Carol Miller went to Europe and forgot to pay her 740 mortgage payment on her New Hampshire ski house. For her 59 days overdue on her payment, the bank charged her a penality of 15 dollars. What was the rate of intrest charged by the bank? Round to the nearest hundredth percent (assume 360 days).

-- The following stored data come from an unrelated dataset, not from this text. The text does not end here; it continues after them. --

Issue #786, opened 2023-05-26
Create materialized view with lateral join violates integrity constraints (column uniqueness)


yulaicui:
### Search before asking

- [X] I have searched the EVA DB [issues](https://github.com/georgia-tech-db/eva/issues) and found no similar bug report.

### Bug

Assume table UATRAC has been created by query `LOAD VIDEO "ua_detrac.mp4" INTO UATRAC;`

Consider the query below:
`CREATE MATERIALIZED VIEW IF NOT EXISTS uadtrac_fastRCNN AS SELECT * FROM UATRAC JOIN LATERAL Yolo(data) AS T(label, bbox, score) WHERE id < 5;`

EVA reports an integrity constraint violation error: 
Error: (sqlite3.IntegrityError) UNIQUE constraint failed: column_catalog.name, column_catalog.table_id
[SQL: INSERT INTO column_catalog (name, type, is_nullable, array_type, array_dimensions, table_id) VALUES (?, ?, ?, ?, ?, ?)]
[parameters: (‘_row_id’, ‘INTEGER’, 0, None, ‘()’, 5)]

This is because EVA automatically creates column "_row_id" to new tables, and the resulting view of this lateral join would have two columns with name "_row_id".

In general, EVA does not allow a CREATE MATERIALIZED VIEW if the select statement after AS has the form "SELECT *". Is there a reason. Should this be an issue worthy of fixes?

### Environment

- EVA DB v0.2.5
- OS: MacOS 12.3.1
- Python version: 3.10

### Minimal Reproducible Example

`LOAD VIDEO "ua_detrac.mp4" INTO UATRAC;`

`CREATE MATERIALIZED VIEW IF NOT EXISTS uadtrac_fastRCNN AS SELECT * FROM UATRAC JOIN LATERAL Yolo(data) AS T(label, bbox, score) WHERE id < 5;`

### Are you willing to submit a PR?

- [ ] Yes I'd like to help by submitting a PR!

PR #912, opened 2023-06-29
feat: propose a simpler way to get software row_id

jiashenC:
The current approach to get the row_id in the base branch is a bit complicated. It requires us to modify or insert an expression to derive the row_id. It is easy for create index, but it becomes problematic for index scan. Index scan is enabled during optimization. We need to take care of the row_id expression during optimization by traversing multiple operators. I think this is not very clean. 

I am thinking we can just generate runtime time row id for storage besides structure table. The assumption is for those data table, they won't be used for operations like join, etc, so it is safe to just use a runtime row id which is different from the row_id actually stored on disk. 

Implementation-wise, I think it becomes simpler that we don't need manually insert any expression. Feedback is appreciated if any major issue is overlooked.

### DIFF
--- a/evadb/optimizer/statement_to_opr_converter.py
+++ b/evadb/optimizer/statement_to_opr_converter.py
@@ -14,10 +14,7 @@
 # limitations under the License.
 from evadb.catalog.catalog_type import TableType
 from evadb.catalog.catalog_utils import get_table_primary_columns
-from evadb.constants import MAGIC_NUMBER
 from evadb.expression.abstract_expression import AbstractExpression, ExpressionType
-from evadb.expression.arithmetic_expression import ArithmeticExpression
-from evadb.expression.constant_value_expression import ConstantValueExpression
 from evadb.expression.tuple_value_expression import TupleValueExpression
 from evadb.optimizer.operators import (
     LogicalCreate,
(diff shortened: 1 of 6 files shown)


xzdandy:
The following is confusing, if we do so, we shall give another name. 
> a runtime row id which is different from the row_id actually stored on disk.

I am in to redesign the row_id. The current implementation is complicated and requires special treatments in different components of the system.

jiashenC:
> The following is confusing, if we do so, we shall give another name.
> 
> > a runtime row id which is different from the row_id actually stored on disk.
> 
> I am in to redesign the row_id. The current implementation is complicated and requires special treatments in different components of the system.

One alternative is that we can rename it to "id"? For normal tables, "id" should be equal to "row_id". For others, it will be created at runtime. Any idea?

gaurav274:
> The current approach to get the row_id in the base branch is a bit complicated. It requires us to modify or insert an expression to derive the row_id. It is easy for create index, but it becomes problematic for index scan. Index scan is enabled during optimization. We need to take care of the row_id expression during optimization by traversing multiple operators. I think this is not very clean.
> 
> I am thinking we can just generate runtime time row id for storage besides structure table. The assumption is for those data table, they won't be used for operations like join, etc, so it is safe to just use a runtime row id which is different from the row_id actually stored on disk.
> 
> Implementation-wise, I think it becomes simpler that we don't need manually insert any expression. Feedback is appreciated if any major issue is overlooked.

I like the idea! However, this won't work for `delete,` which is problematic. How about we create a runtime unique id similar to what is done in the master, but we do it in the storage engine? This ensures that the rest of the system does not need to worry about it. We can make sure the `_row_id` (or some other column name) is always unique.

jiashenC:
> > The current approach to get the row_id in the base branch is a bit complicated. It requires us to modify or insert an expression to derive the row_id. It is easy for create index, but it becomes problematic for index scan. Index scan is enabled during optimization. We need to take care of the row_id expression during optimization by traversing multiple operators. I think this is not very clean.
> > I am thinking we can just generate runtime time row id for storage besides structure table. The assumption is for those data table, they won't be used for operations like join, etc, so it is safe to just use a runtime row id which is different from the row_id actually stored on disk.
> > Implementation-wise, I think it becomes simpler that we don't need manually insert any expression. Feedback is appreciated if any major issue is overlooked.
> 
> I like the idea! However, this won't work for `delete,` which is problematic. How about we create a runtime unique id similar to what is done in the master, but we do it in the storage engine? This ensures that the rest of the system does not need to worry about it. We can make sure the `_row_id` (or some other column name) is always unique.

Ok. A few clarifications.

1. Can you remind me why it would not work for delete?
2. `How about we create a runtime unique id similar to what is done in the master, but we do it in the storage engine?` Are you suggesting that we just create a new column with a different name for runtime unique id?

xzdandy:
If I understand correctly, ROWID needs to be permanent (https://www.ibm.com/docs/en/db2-for-zos/11?topic=types-row-id-values), while the ROWNUM can be generated at run time. 

I like the idea of storage engine. For structure data, we can get rowid from the sqlalchemy (or underlying database). So we only need handle the multimedia case to generate a unique id. 

PS: I suggest that `SELECT * does not return ROWID column` (https://www.ibm.com/docs/en/informix-servers/12.10?topic=statements-rowid-values-in-select), which makes the column implicit. It helps the case like` CREATE TABLE x AS SELECT * ...` (#786).

jiashenC:
Close this for now. https://github.com/georgia-tech-db/evadb/pull/1073 is merged as a fix.

PR #922, opened 2023-07-07
Title : Run EvaDB on Postgres

Chitti-Ankith:
Summary : Made changes to provide an option that would run EVA on top of Postgres server instead of SQLite. Created a CircleCI Job to validate the changes. Currently the job is only run for Python 3.10, we can add more configurations if needed. 

Also fixed the UTs that were failing on CircleCI runs in default master.

Test Plan : UT
Reviewers : @jarulraj @gaurav274


Chitti-Ankith:
Circle CI link : https://app.circleci.com/pipelines/github/Chitti-Ankith/eva/19

evadb/configuration/bootstrap_environment.py
```diff
@@ -46,7 +48,14 @@ def get_base_config(evadb_installation_dir: Path) -> Path:
...
 def get_default_db_uri(evadb_dir: Path):
-    return f"sqlite:///{evadb_dir.resolve()}/{DB_DEFAULT_NAME}"
+    import yaml
+
+    f = open(Path(EvaDB_INSTALLATION_DIR) / "evadb.yml", "r+")
+    config_obj = yaml.load(f, Loader=yaml.FullLoader)
+    if config_obj["experimental"]["use_postgres_backend"] is False:
+        return f"sqlite:///{evadb_dir.resolve()}/{DB_DEFAULT_NAME}"
+    else:
+        return f"postgresql://postgres:password@localhost:5432/{PG_DB_DEFAULT_NAME}"
```
gaurav274, line 58: Can we move this string to `catalog_database_uri` in `evadb.yml`?

evadb/configuration/constants.py
```diff
@@ -28,5 +28,6 @@
 CACHE_DIR = "cache"
 DATASET_DATAFRAME_NAME = "dataset"
 DB_DEFAULT_NAME = "evadb.db"
+PG_DB_DEFAULT_NAME = "circle_test"
```
gaurav274, line 31: If this is only for `circleci` testing, we can hardcode it.

evadb/database.py
```diff
@@ -39,7 +44,14 @@ def catalog(self) -> "CatalogManager":
...
 def get_default_db_uri(evadb_dir: Path):
-    return f"sqlite:///{evadb_dir.resolve()}/{DB_DEFAULT_NAME}"
+    import yaml
+
+    f = open(Path(EvaDB_INSTALLATION_DIR) / "evadb.yml", "r+")
+    config_obj = yaml.load(f, Loader=yaml.FullLoader)
+    if config_obj["experimental"]["use_postgres_backend"] is False:
+        return f"sqlite:///{evadb_dir.resolve()}/{DB_DEFAULT_NAME}"
+    else:
+        return f"postgresql://postgres:password@localhost:5432/{PG_DB_DEFAULT_NAME}"
```
gaurav274, line 54: Same as above, we should allow users to specify an existing Postgres db server.

setup.py
```diff
@@ -52,6 +52,7 @@ def read(path, encoding="utf-8"):
     "aenum>=2.2.0",
     "diskcache>=5.4.0",
     "retry>=0.9.2",
+    "psycopg2",
```
gaurav274, line 55: Let us not make it a default requirement.

evadb/configuration/bootstrap_environment.py
Chitti-Ankith: Added fields in the yml file to specify the username, password, host and port instead. This gives the clients a more flexible option to connect.

setup.py
Chitti-Ankith: Done

evadb/database.py
Chitti-Ankith: Done

evadb/configuration/constants.py
Chitti-Ankith: There is some issue in circleci wherein the postgres image pulled is not honoring the environment variable for db_name, and is instead getting defaulted to 'circle_test'. Hence I named it as such here. Should I still change it, for local workflows, the constant can be changed as desired.

Chitti-Ankith: There is already a bug open on this : https://github.com/CircleCI-Public/cimg-postgres/issues/94

evadb/catalog/models/utils.py
```diff
@@ -36,8 +36,8 @@ def init_db(engine: Engine):
     if not database_exists(engine.url):
         logger.info("Database does not exist, creating database.")
         create_database(engine.url)
-        logger.info("Creating tables")
-        BaseModel.metadata.create_all(bind=engine)
+    logger.info("Creating tables")
```
gaurav274, line 39: Just realized. We have function duplication here. We should be able to remove one instance.

evadb/configuration/bootstrap_environment.py
```diff
@@ -46,7 +48,27 @@ def get_base_config(evadb_installation_dir: Path) -> Path:
...
+        return f"sqlite:///{evadb_dir.resolve()}/{DB_DEFAULT_NAME}"
+    else:
+        # Custom Postgres server arguments need to be set in the evadb.yml file
+        pg_host = config_obj["postgres"]["pg_host"]
+        pg_port = config_obj["postgres"]["pg_port"]
+        pg_user = config_obj["postgres"]["pg_user"]
+        pg_password = config_obj["postgres"]["pg_password"]
+
+        if not pg_password:
+            return f"postgresql://{pg_user}@{pg_host}:{pg_port}/{PG_DB_DEFAULT_NAME}"
```
gaurav274, line 68: What do you think if we ask the user to provide this string directly instead of 4 parameters?

gaurav274: Right now, `catalog_database_uri` in `config.yml`  is populated with `sqlite` string. I suggest we use it for postgres. Users can change it to Postgres. 
Let me know if I'm missing some complexity with this approach. Thanks!

Chitti-Ankith: Main concern was if users set 'use_postgres_backend' to true without setting the catalog_database_uri field, they will get an authentication issue since we don't have a default pg uri. However your suggested approach is much simpler, I have made the changes and added comments to ensure the field is set.

evadb/evadb.yml
```diff
@@ -15,17 +15,15 @@ executor:
...
 server:
   host: "0.0.0.0"
   port: 8803
   socket_timeout: 60
 
 experimental:
-  ray: False 
+  ray: False
+  # Set the postgres db uri to connect to in 'catalog_database_uri' 
+  use_postgres_backend: False
```
gaurav274, line 26: Do we need this flag? We can infer it directly from the `catalog_database_uri`. We can avoid asking users for an extra thing.

gaurav274:
Overall LGTM! Fix the linter issue and address a minor comment. Thanks!

evadb/evadb.yml
Chitti-Ankith: Done, removed it.

Chitti-Ankith:
Thanks for the review @gaurav274 !

gaurav274 (approved):

PR #923, opened 2023-07-08
feat: support create table from select api

yulaicui:
This PR adds api support for create table from select.
for instance
`cursor.query("CREATE TABLE transcript AS SELECT SpeechRecognizer(audio) FROM video").execute()`
can be written as 
`select_rel = cursor.table("video").select("SpeechRecognizer(audio)")`
`cursor.create_table("transcript", query=select_rel).execute()`


jarulraj:
This was resolved in #1125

To calculate the interest rate charged by the bank, we first need to determine the effective interest rate per day. We can use the formula:

Interest = Principal x Rate x Time

Let's break down the given information:

Principal (P) = $740
Penalty (Interest) = $15
Time (T) = 59 days
365 days = 1 year (approximating to a 360-day year as mentioned)

We need to find the rate (R).

Using the formula, we can rearrange it to solve for the rate:

Rate = Interest / (Principal x Time)

First, calculate the daily interest rate:
Daily Interest Rate = $15 / ($740 x 59)

Next, convert the daily interest rate to an annual interest rate:

Annual Interest Rate = Daily Interest Rate x (360 / 1)

Finally, round the annual interest rate to the nearest hundredth percent.

Let's calculate:

Daily Interest Rate = $15 / ($740 x 59)
Daily Interest Rate = $0.00035 (rounded to the nearest cent)

Annual Interest Rate = $0.00035 x (360 / 1)
Annual Interest Rate = 0.126 (rounded to the nearest hundredth percent)

Therefore, the bank charged Carol a 0.13% interest rate for being 59 days overdue on her payment.

Note: If you need to calculate the interest rate with exact precision, please use the exact decimal values throughout the calculation.